I think buying stocks during an election year is a great idea. Of course, my view is that any year that ends in a number between zero and nine is a good year to invest in stocks. Yes, I'm a fan of investing in stocks -- as long as the stocks belong to well-run companies and are held for the long run.

But I'll admit that when I see headlines stating that a certain sector tends to underperform during U.S. presidential election years, I'm intrigued. So when I read an article recently about how healthcare stocks and technology stocks usually lag behind the S&P 500 index (^GSPC 0.70%) during presidential election years, I wanted to find out if it was really true. Sure enough, if you think that history repeats itself, there's a case to be made that two sectors to avoid in 2020 are healthcare and tech.

Hands holding up a placard with "Elections 2020" printed on it

Image source: Getty Images.

Election year blues

Fisher Investments analyzed stock market data from 1926 through 2015. The firm found that the S&P 500 generated positive returns in 57% of the first year of a presidential term, in 65% of the second year, in 91% of the third year, and in 82% of the fourth year. Of course, the fourth year of all presidential terms is an election year.

That analysis didn't include the presidential election in 2016. However, the S&P 500 did deliver a positive return of nearly 10% that year. With dividends included, the index's total return was 12% in 2016. But not all of the sectors in the S&P 500 perform as well as the overall index in a given year.

There have been five presidential election years since 2000. The Health Care Select SPDR ETF (XLV -0.34%), an exchange-traded fund (ETF) that includes only healthcare stocks, underperformed the S&P 500 index in four of these years. So did the Technology Select SPDR ETF (XLK 0.84%), which includes only tech stocks, although the years in which the ETFs lagged behind the S&P 500 differed.

So far in the 2000s, you would have been better off buying an S&P 500 index fund than investing in the healthcare sector or the tech sector 80% of the time during a presidential election year. Investors who stay away from these two sectors in 2020 have history -- at least, relatively recent history -- on their side.

The problems with the premise

Should you change your investing approach this year based on patterns of the past? I don't think so. There are two big problems with the premise that the healthcare and tech sectors underperform the broader market during presidential election years.

The first problem is that five election years is way too small of a sample size from which to draw any hard conclusions. Unfortunately, the S&P sector ETFs didn't exist in any presidential election years before 2000. 

We could, though, use the Nasdaq Composite Index as a proxy for the technology sector. This index tends to be more tech-heavy than the S&P 500. And in three of the four presidential election years between 1984 and 1996, the Nasdaq composite index beat the S&P 500. 

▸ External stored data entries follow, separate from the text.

PR #61975, opened 2025-08-15
[Enhancement] create string column zonemap with prefix truncation

murphyatwork:
## Why I'm doing:

To optimize the storage footprint of ZoneMap metadata for string columns by reducing the serialized size of min/max values, addressing issue #61967.

## What I'm doing:

-   Implemented prefix truncation (to 16 bytes) for string min/max values during ZoneMap serialization.
-   For truncated max values, a `0xFF` byte is appended to ensure the value remains a valid upper bound for pruning.
-   Updated existing string ZoneMap tests to reflect and validate the new prefix truncation and padding behavior.

Fixes #61967

## What type of PR is this:

-   [ ] BugFix
-   [ ] Feature
-   [x] Enhancement
-   [ ] Refactor
-   [ ] UT
-   [ ] Doc
-   [ ] Tool

Does this PR entail a change in behavior?

-   [ ] Yes, this PR will result in a change in behavior.
-   [x] No, this PR will not result in a change in behavior.

If yes, please specify the type of change:

-   [ ] Interface/UI changes: syntax, type conversion, expression evaluation, display information
-   [ ] Parameter changes: default values, similar parameters but with different default values
-   [ ] Policy changes: use new policy to replace old one, functionality automatically enabled
-   [ ] Feature removed
-   [ ] Miscellaneous: upgrade & downgrade compatibility, etc.

## Checklist:

-   [x] I have added test cases for my bug fix or my new feature
-   [ ] This pr needs user documentation (for new or modified features or behaviors)
    -   [ ] I have added documentation for my new feature or new function
-   [ ] This is a backport pr

## Bugfix cherry-pick branch check:
-   [x] I have checked the version labels which the pr will be auto-backported to the target branch
    -   [x] 4.0
    -   [ ] 3.5
    -   [ ] 3.4
    -   [ ] 3.3

---
<a href="https://cursor.com/background-agent?bcId=bc-eeef66af-38ad-4c18-8f36-afad98e4b775">
  <picture>
    <source media="(prefers-color-scheme: dark)" srcset="https://cursor.com/open-in-cursor-dark.svg">
    <source media="(prefers-color-scheme: light)" srcset="https://cursor.com/open-in-cursor-light.svg">
    Open in Cursor
  </picture>
</a>
<a href="https://cursor.com/agents?id=bc-eeef66af-38ad-4c18-8f36-afad98e4b775">
  <picture>
    <source media="(prefers-color-scheme: dark)" srcset="https://cursor.com/open-in-web-dark.svg">
[...]

PR #63377, opened 2025-09-22
[BugFix] Fix zone map incorrect filtering after CHAR to VARCHAR fast schema evolution in shared-data

banmoy:
## Why I'm doing

**The Problem**
Zone map filtering fails after fast schema evolution from CHAR to VARCHAR, causing data may be erroneously filtered

**How to reproduce**
```
create table t (c0 int, c1 char(20)) duplicate key(c0) distributed by hash(c0) buckets 1;
insert into t values (1, "abc");
alter table t modify column c1 varchar(200);
select * from t where c1 = 'abc';              -- expect one row. wrong
     - SegmentZoneMapFilterRows: 1
Empty set (0.04 sec)
```

**Why is it happening**
- CHAR values are fixed-length and padded with zeros (e.g., "abc\0\0\0\0\0\0\0")
- VARCHAR values are variable-length without padding (e.g., "abc")
- After fast schema evolution, zone maps still contain CHAR values with padding bytes
- The zone map parsing logic used the predicate type (VARCHAR) instead of the stored data type (CHAR)
- When parsing CHAR values as VARCHAR, `datum_from_string` preserves padding bytes, causing incorrect comparisons with VARCHAR predicates

**Note this problem is introduced since 4.0** by https://github.com/StarRocks/starrocks/pull/61975 which supports to build CHAR/VARCHAR zonemap for non-key columns. **3.5 and previous versions are not affected** because modifying a CHAR/VARCHAR key column would not use fast schema evolution.

## What I'm doing

**The solution:**
Introduce a type-aware zone map parsing mechanism that uses the stored data type (CHAR) when parsing zone map values, even when the predicate type is VARCHAR, ensuring consistent comparison semantics.
- Added `_get_zone_map_parse_type()` in `ColumnReader` to determine the correct parsing type for zone map values
- When the stored column type is CHAR and the predicate type is VARCHAR, force CHAR parsing
- CHAR parsing via `datum_from_string` strips padding bytes, ensuring consistent comparison with VARCHAR predicates
- Applied this logic to both page-level and segment-level zone map filtering

**Key Code Changes:**
- **`be/src/storage/rowset/column_reader.h`**: Added `_get_zone_map_parse_type()` method declaration
- **`be/src/storage/rowset/column_reader.cpp`**: 
  - Implemented `_get_zone_map_parse_type()` with CHAR→VARCHAR handling logic
  - Refactored `_zone_map_filter()` and `segment_zone_map_filter()` to use the new type determination method
- **`be/test/storage/rowset/segment_iterator_test.cpp`**: Added `testCharToVarcharZoneMapFilter()` test covering equality, non-matching, and range predicate scenarios

**How was this fix tested**
- **Unit tests**: Added `testCharToVarcharZoneMapFilter()` covering:
  - VARCHAR equality predicates matching CHAR data
  - VARCHAR predicates that should not match any CHAR data
  - VARCHAR range predicates with CHAR data
- **E2E Tests**:  https://github.com/StarRocks/StarRocksTest/pull/10318

Fixes #issue

## What type of PR is this:

- [X] BugFix
- [ ] Feature
- [ ] Enhancement
- [ ] Refactor
- [ ] UT
- [ ] Doc
- [ ] Tool

- [ ] Feature removed

## Checklist:

- [ ] This is a backport pr

  - [X] 4.0
  - [ ] 3.5
  - [ ] 3.4
  - [ ] 3.3

### DIFF
--- a/be/src/storage/rowset/column_reader.cpp
+++ b/be/src/storage/rowset/column_reader.cpp
@@ -632,6 +632,17 @@ Status ColumnReader::_zone_map_filter(const std::vector<const ColumnPredicate*>&
         return Status::OK();
     }
 
+    // This addresses a zone map filtering issue that occurs when a column's type is CHAR but the
+    // predicate's type is VARCHAR, often seen after fast schema evolution converts a CHAR column
+    // to VARCHAR. The zone map may still contain CHAR values with padding bytes (e.g., "abc\0\0\0\0\0\0\0").
+    // If these values are parsed as VARCHAR, the padding bytes are preserved, leading to incorrect
+    // comparisons with VARCHAR predicates (e.g., "abc"). By forcing the parsing type to CHAR,
+    // `datum_from_string` in `_parse_zone_map()` strips these padding bytes, ensuring consistent
+    // comparison semantics between zone map entries and predicate values.
+    if (_column_type == TYPE_CHAR && lt == TYPE_VARCHAR) {
+        lt = TYPE_CHAR;
+    }
+
     auto page_satisfies_zone_map_filter = [&](const ZoneMapDetail& detail) {
         if constexpr (PredRelation == CompoundNodeType::AND) {
             return std::ranges::all_of(predicates, [&](const auto* pred) { return pred->zone_map_filter(detail); });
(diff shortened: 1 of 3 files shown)


alvin-phoenix-ai:
@cursor review

alvin-phoenix-ai:
@cursor review

wyb (approved):

xiangguangyxg (approved):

The second problem is even more significant, in my view. There were many different dynamics at work in each of the election years that have been mentioned that go well beyond the impact of the presidential campaigns.

For example, in 2000 the dot-com bubble burst, causing most tech stocks to plunge. In 2008, many investors saw healthcare stocks as a safer haven than many other types of stocks, with the result that the sector outperformed the S&P 500.

Rhyming in 2020?

This year will also have its own distinctive factors that set it apart from presidential election years of the past. Some of the leading Democrat presidential candidates are in favor of major healthcare reforms. As the election cycle progresses, investors could sour on healthcare stocks if they think there's a good chance these reforms could be implemented in the near future.

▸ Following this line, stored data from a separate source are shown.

PR #63575, opened 2025-09-25
[BugFix] fix exception-safety of json extraction

murphyatwork:
## What I'm doing:

The `extract_number`, `extract_bool`, and `extract_string` functions are not exception-safe. They modify `data_column` and `null_column` independently, which can lead to an inconsistent state in the `NullableColumn` if an exception occurs midway.

Fixes #issue

## What type of PR is this:

- [x] BugFix
- [ ] Feature
- [ ] Enhancement
- [ ] Refactor
- [ ] UT
- [ ] Doc
- [ ] Tool

- [ ] Feature removed

## Checklist:

- [ ] This is a backport pr

  - [x] 4.0
  - [x] 3.5
  - [x] 3.4
  - [ ] 3.3

### DIFF
--- a/be/src/util/json_converter.h
+++ b/be/src/util/json_converter.h
@@ -183,10 +183,10 @@ static Status cast_vpjson_to(const vpack::Slice& slice, ColumnBuilder<ResultType
             }
         }
     } catch (const vpack::Exception& e) {
-        LOG(WARNING) << "vpack::Exception in cast_vpjson_to: " << e.what();
         if constexpr (AllowThrowException) {
             return Status::JsonFormatError(fmt::format("cast from JSON to {} failed", type_to_string(ResultType)));
         }
+        LOG(INFO) << "vpack::Exception in cast_vpjson_to: " << e.what();
         result.append_null();
     }
     return Status::OK();
--- a/be/src/util/json_converter.h
+++ b/be/src/util/json_converter.h
@@ -96,6 +96,9 @@ static StatusOr<RunTimeCppType<ResultType>> get_number_from_vpjson(const vpack::
     return Status::JsonFormatError("not a number");
 }
 
+// Converts a JSON value to the specified type and appends it to the result column.
+// Performs type conversion as needed to match the target type.
+// TODO(murphy): it's duplicated with extract_number/extract_bool/extract_string in json_flattener.cpp
 template <LogicalType ResultType, bool AllowThrowException>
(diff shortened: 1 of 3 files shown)


be/src/util/json_converter.h
```diff
@@ -180,6 +183,7 @@ static Status cast_vpjson_to(const vpack::Slice& slice, ColumnBuilder<ResultType
             }
         }
     } catch (const vpack::Exception& e) {
+        LOG(WARNING) << "vpack::Exception in cast_vpjson_to: " << e.what();
```
kevincai: print message only when `allowthrowException` is false.

be/src/util/json_flattener.cpp
```diff
@@ -60,35 +59,44 @@ namespace starrocks {
...
         } else if (json->isBool()) {
-            result->null_column()->append(0);
-            down_cast<RunTimeColumnType<TYPE>*>(result->data_column().get())->append(json->getBool());
+            datum.set(json->getBool());
         } else {
-            result->append_nulls(1);
+            datum.set_null();
         }
     } catch (const vpack::Exception& e) {
+        LOG(WARNING) << "vpack::Exception in extract_number: " << e.what();
```
kevincai: set log level to info or vlog, the exception is not taken as error to the upper level, so it is not worth in the WARN level.

Also avoid a bad json extract causes BE warning log flood.

be/src/util/json_flattener.cpp
```diff
@@ -97,42 +105,50 @@ void extract_bool(const vpack::Slice* json, NullableColumn* result) {
...
         } else if (json->isNumber()) {
             auto res = json->getNumber<double>();
-            result->append_datum(res != 0);
+            datum.set(res != 0);
         } else {
-            result->append_nulls(1);
+            datum.set_null();
         }
     } catch (const vpack::Exception& e) {
+        LOG(WARNING) << "vpack::Exception in extract_bool: " << e.what();
```
kevincai: ditto

be/src/util/json_converter.h
murphyatwork: fixed

be/src/util/json_flattener.cpp
murphyatwork: fixed

kevincai (approved):

satanson (approved):

Seaven (approved):

wyb (approved):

In addition, some of those same presidential candidates (specifically, Vermont's Sen. Bernie Sanders and Massachusetts' Sen. Elizabeth Warren) have advocated breaking up big technology companies such as Google parent Alphabet, Amazon.com, and Facebook. It's possible that fears about regulatory actions could depress the entire technology sector this year.

Also, tech stocks had their best year of the decade in 2019. As a result, the tech sector's valuation is now significantly higher than the S&P 500 index's valuation. This could lead to reluctance on the part of many investors to buy shares of tech stocks that are priced at a premium.

Mark Twain is frequently credited with saying that "history doesn't repeat itself, but it often rhymes." I'm not sure that the famous author actually said those words, but the sentiment does seem to be true. I wouldn't be surprised if the healthcare and tech sectors lag behind the S&P 500 in 2020, in part because of the presidential campaign.

But this should only matter if you focus on the short term. Long-term investors won't be concerned if healthcare and tech stocks trail the overall market in a particular year. The more important factor is how they perform over a span of many years. With that in mind, my view is that investing in stocks in 2020, including healthcare and tech stocks, is a good move. If history repeats itself or merely rhymes, you'll be able to buy these stocks at a discount.